Answer with one number only: how many lines in the material contain "does".

───── DATASET RECORDS

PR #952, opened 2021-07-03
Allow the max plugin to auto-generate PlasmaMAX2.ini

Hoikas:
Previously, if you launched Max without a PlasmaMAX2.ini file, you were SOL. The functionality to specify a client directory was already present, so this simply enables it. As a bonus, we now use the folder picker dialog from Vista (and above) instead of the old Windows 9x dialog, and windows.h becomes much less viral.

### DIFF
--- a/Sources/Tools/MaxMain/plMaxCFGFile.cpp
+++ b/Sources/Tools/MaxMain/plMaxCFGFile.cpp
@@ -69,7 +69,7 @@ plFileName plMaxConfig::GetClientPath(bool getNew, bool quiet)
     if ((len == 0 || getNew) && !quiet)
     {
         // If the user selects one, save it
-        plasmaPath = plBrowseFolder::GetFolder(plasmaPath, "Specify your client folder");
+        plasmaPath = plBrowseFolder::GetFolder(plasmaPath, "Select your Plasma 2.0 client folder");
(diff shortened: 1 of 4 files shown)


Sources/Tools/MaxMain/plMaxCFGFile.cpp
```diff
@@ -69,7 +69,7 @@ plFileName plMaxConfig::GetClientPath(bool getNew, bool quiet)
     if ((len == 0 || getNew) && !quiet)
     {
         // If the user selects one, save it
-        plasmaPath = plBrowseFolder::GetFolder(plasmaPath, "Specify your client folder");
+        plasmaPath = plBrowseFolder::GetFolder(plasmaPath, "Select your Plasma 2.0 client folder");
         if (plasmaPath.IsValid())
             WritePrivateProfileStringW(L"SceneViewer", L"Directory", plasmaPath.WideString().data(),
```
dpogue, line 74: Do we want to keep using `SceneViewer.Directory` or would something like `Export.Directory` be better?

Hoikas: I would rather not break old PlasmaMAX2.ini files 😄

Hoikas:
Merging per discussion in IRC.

──────────
───── DATASET RECORDS

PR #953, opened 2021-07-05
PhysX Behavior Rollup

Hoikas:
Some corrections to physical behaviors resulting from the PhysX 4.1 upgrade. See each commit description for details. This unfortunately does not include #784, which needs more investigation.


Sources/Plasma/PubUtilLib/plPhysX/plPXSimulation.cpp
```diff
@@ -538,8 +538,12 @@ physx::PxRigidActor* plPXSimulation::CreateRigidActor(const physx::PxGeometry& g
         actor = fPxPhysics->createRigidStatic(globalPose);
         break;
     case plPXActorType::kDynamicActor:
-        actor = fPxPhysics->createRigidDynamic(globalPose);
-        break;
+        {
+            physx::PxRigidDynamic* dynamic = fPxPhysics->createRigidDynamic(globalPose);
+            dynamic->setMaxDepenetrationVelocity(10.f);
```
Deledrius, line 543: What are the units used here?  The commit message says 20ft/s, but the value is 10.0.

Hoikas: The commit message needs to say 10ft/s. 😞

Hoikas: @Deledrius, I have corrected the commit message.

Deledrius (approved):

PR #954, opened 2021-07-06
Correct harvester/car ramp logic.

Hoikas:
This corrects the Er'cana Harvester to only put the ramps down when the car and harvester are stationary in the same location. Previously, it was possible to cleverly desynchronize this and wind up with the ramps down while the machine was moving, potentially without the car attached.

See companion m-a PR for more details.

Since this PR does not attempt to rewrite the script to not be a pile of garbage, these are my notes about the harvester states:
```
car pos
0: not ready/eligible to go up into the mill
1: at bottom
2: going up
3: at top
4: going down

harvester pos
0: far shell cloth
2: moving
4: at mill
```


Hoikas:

──────────
───── DATASET RECORDS

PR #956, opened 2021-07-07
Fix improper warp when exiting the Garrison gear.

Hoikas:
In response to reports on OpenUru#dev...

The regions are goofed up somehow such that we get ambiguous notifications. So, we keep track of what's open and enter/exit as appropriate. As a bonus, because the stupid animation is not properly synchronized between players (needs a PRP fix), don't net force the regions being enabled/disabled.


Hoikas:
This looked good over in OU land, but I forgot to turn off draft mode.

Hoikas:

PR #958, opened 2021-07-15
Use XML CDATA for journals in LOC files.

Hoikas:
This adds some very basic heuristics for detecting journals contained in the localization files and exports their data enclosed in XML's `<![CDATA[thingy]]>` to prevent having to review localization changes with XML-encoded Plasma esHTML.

──────────

** TASK ANSWER **
2